La résolution de l'Assemblée comprend une procédure de communication à l'OMI d'informations sur les registres des navires, y compris des informations sur le nom de l'organisme gouvernemental national et des entités autorisées ou déléguées chargées de l'immatriculation des navires. L'objectif est de permettre au secrétariat de l'OMI de vérifier les informations par les voies appropriées.
Meilleures pratiques recommandées
Le Comité a également approuvé une circulaire LEG sur les meilleures pratiques recommandées pour aider à lutter contre l'enregistrement frauduleux et les registres frauduleux(LEG.1/Circ.10).
Remarques :
- Selon le Tribunal international du droit de la mer (TIDM) dans l'affaire de 1999, M/V Saiga (No. 2).

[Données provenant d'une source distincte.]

PR #2947, opened 2024-02-07
[14.0][FIX] sale_mrp_bom: accept BoMs without variant

HekkiMelody:
This commit fixes a bug where the module would not accept a BoM on a Sale Order Line if the product in question had multiple variants and the BoM did not specify a variant.

Now, regardless of whether a product has multiple variants or not,  if the variant is specified on the BoM, it must match the product on the Sale Order Line (like before), but if it's not specified, matching on the product template is enough.

### DIFF
--- a/sale_mrp_bom/models/sale_order_line.py
+++ b/sale_mrp_bom/models/sale_order_line.py
@@ -19,16 +19,18 @@ class SaleOrderLine(models.Model):
     @api.constrains("bom_id", "product_id")
     def _check_match_product_variant_ids(self):
         for line in self:
-            if line.bom_id:
-                bom_product_tmpl = line.bom_id.product_tmpl_id
-                bom_product = bom_product_tmpl.product_variant_ids
-            else:
-                bom_product_tmpl, bom_product = None, None
-            line_product = line.product_id
-            if not bom_product or line_product == bom_product:
+            if not line.bom_id:
+                continue
+            bom_product = line.bom_id.product_id
+            bom_product_tmpl = line.bom_id.product_tmpl_id
+
+            if bom_product and bom_product == line.product_id:
+                continue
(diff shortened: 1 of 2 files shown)


francesco-ooops (approved):
Functional ok!

sale_mrp_bom/models/sale_order_line.py
```diff
@@ -19,16 +19,20 @@ class SaleOrderLine(models.Model):
...
-                bom_product_tmpl, bom_product = None, None
-            line_product = line.product_id
-            if not bom_product or line_product == bom_product:
+            if not line.bom_id:
                 continue
+            bom_product = line.bom_id.product_id
+            bom_product_tmpl = line.bom_id.product_tmpl_id
+
+            if bom_product:
+                if bom_product == line.product_id:
```
aayartsev: i think this expression will be better: `bom_product and bom_product == line.product_id:`

sale_mrp_bom/models/sale_order_line.py
```diff
@@ -19,16 +19,20 @@ class SaleOrderLine(models.Model):
...
+                    continue
+            else:
```
aayartsev: i think you can delete this `else`

aayartsev (changes requested):
@aleuffre Check please my suggestions.

HekkiMelody:
thank you for your review @aayartsev , I simplified the code according to your suggestions.

aayartsev (approved):
Looks good.)

francesco-ooops:
@pedrobaeza is this good to go? Thanks!

geomer198 (approved):
LGTM!

francesco-ooops:
@pedrobaeza can you relaunch merge command?

PR #2951, opened 2024-02-13
[14.0][ADD] sale_discount_display_amount: add discount_subtotal

matthieusaison:
Add fields discount_subtotal  (discount without tax)

### DIFF
--- a/sale_discount_display_amount/migrations/14.0.2.2.0/post-compute-subtotal-columns.py
+++ b/sale_discount_display_amount/migrations/14.0.2.2.0/post-compute-subtotal-columns.py
@@ -1,0 +1,21 @@
+import logging
+
+from odoo import SUPERUSER_ID
+from odoo.api import Environment
+
+_logger = logging.getLogger(__name__)
+
+
+def migrate(cr, version):
+    _logger.info("Compute discount columns")
+    env = Environment(cr, SUPERUSER_ID, {})
+
+    query = """
+    select distinct order_id from sale_order_line where discount > 0.0;
+    """
+
+    cr.execute(query)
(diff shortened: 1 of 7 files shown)


sergiocorato:
Thanks for the PR @matthieusaison 

Could you please add the new field in `hooks.py` [here](https://github.com/OCA/sale-workflow/blob/39045c8e3d017753f54812d37b879e8dafe64794/sale_discount_display_amount/hooks.py#L14) and [here](https://github.com/OCA/sale-workflow/blob/39045c8e3d017753f54812d37b879e8dafe64794/sale_discount_display_amount/hooks.py#L17)? So at the new installation this will be pre-computed as the others.

If you can bump the module version and add the migration script with the same version too, for the new field pre-computation in existing installation.

BTW, I made a PR: https://github.com/akretion/sale-workflow/pull/31

sebastienbeau:
@sergiocorato thanks for your contribution !

luisDIXMIT (approved):
LGTM!

sale_discount_display_amount/migrations/14.0.2.2.0/post-compute-subtotal-columns.py
```diff
@@ -0,0 +1,21 @@
...
+
+    query = """
+    select distinct order_id from sale_order_line where discount > 0.0;
+    """
+
+    cr.execute(query)
+    order_ids = cr.fetchall()
+
+    orders = env["sale.order"].search([("id", "in", order_ids)])
+    orders.mapped("order_line")._update_discount_display_fields()
```
rousseldenis, line 21: IMHO, this should be done through SQL as it is much more efficient than python.

PR #2954, opened 2024-02-15
[IMP]sale_quoatation_number: New sequence after change in state

manuelregidor:
In the current version of the module, the change in the sequence, from the quotation sequence to the confirmed order sequence, is performed before the actual change of the state in the sale order.

With this improvement, the change in the sequence is dones after the change of the state in the sale order. The aim is to avoid a write action (the one to change the sequence and other attributes related to it) if the change of the state fails or cannot be completed for any reason.

### DIFF
--- a/sale_quotation_number/models/sale_order.py
+++ b/sale_quotation_number/models/sale_order.py
@@ -48,16 +48,19 @@ class SaleOrder(models.Model):
         self.ensure_one()
         return self.env["ir.sequence"].next_by_code("sale.order")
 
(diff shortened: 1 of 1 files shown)


manuelregidor:
@HaraldPanten @ValentinoDefelice

manuelregidor:

ValentinVinagre (approved):
LGTM 👍🏻

HaraldPanten (approved):
LGTM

- (1987) 26 ILM 1229. https://treaties.un.org/Pages/ViewDetails.aspx?src=TREATY&mtdsg_no=XII-7&chapter=12&clang=_en
- La convention exige 40 signataires dont le tonnage combiné dépasse 25 % du total mondial. En mars 2020, quinze États avaient ratifié la Convention ou y avaient adhéré (Albanie, Bulgarie, Côte d'Ivoire, Égypte, Géorgie, Ghana, Haïti, Hongrie, Irak, Liberia, Libye, Mexique, Maroc, Oman et Syrie) et la Convention avait été signée, sous réserve de ratification, d'acceptation ou d'approbation, par neuf autres États (Algérie, Bolivie, Cameroun, République tchèque, Indonésie, Pologne, Fédération de Russie, Sénégal et Slovaquie).
- Voir Nigel P Ready, Nationalité, immatriculation et propriété des navires dans le Manuel de l'IMLI sur le droit maritime international : Volume II : Droit maritime.
- A.1078(28), Système de numéro d'identification des navires de l'OMI.
- MSC.160(78), Adoption du système de numéro unique d'identification de la compagnie et du propriétaire enregistré de l'OMI.
- A.923(22), Mesures visant à empêcher l'immatriculation de navires "fantômes".
- Voir MSC/Circ.1140-MEPC/Circ.424.
- Le rapport de la réunion a été transmis au Secrétaire général des Nations Unies conformément aux résolutions 59/24 et 59/25 de l'Assemblée générale des Nations Unies, puis soumis à l'Assemblée générale à sa 61ème session (A/61/160).
- Documents LEG 106/7 et LEG 106/7/Add.1 et lettres circulaires n° 3717, 3798, 3840 et 3855.
- Dans ce cas, un "faux drapeau" pour le navire en question est affiché dans le module sur les données du navire et de la compagnie dans GISIS. Ce statut changera lorsque le navire sera enregistré sous un nouveau pavillon.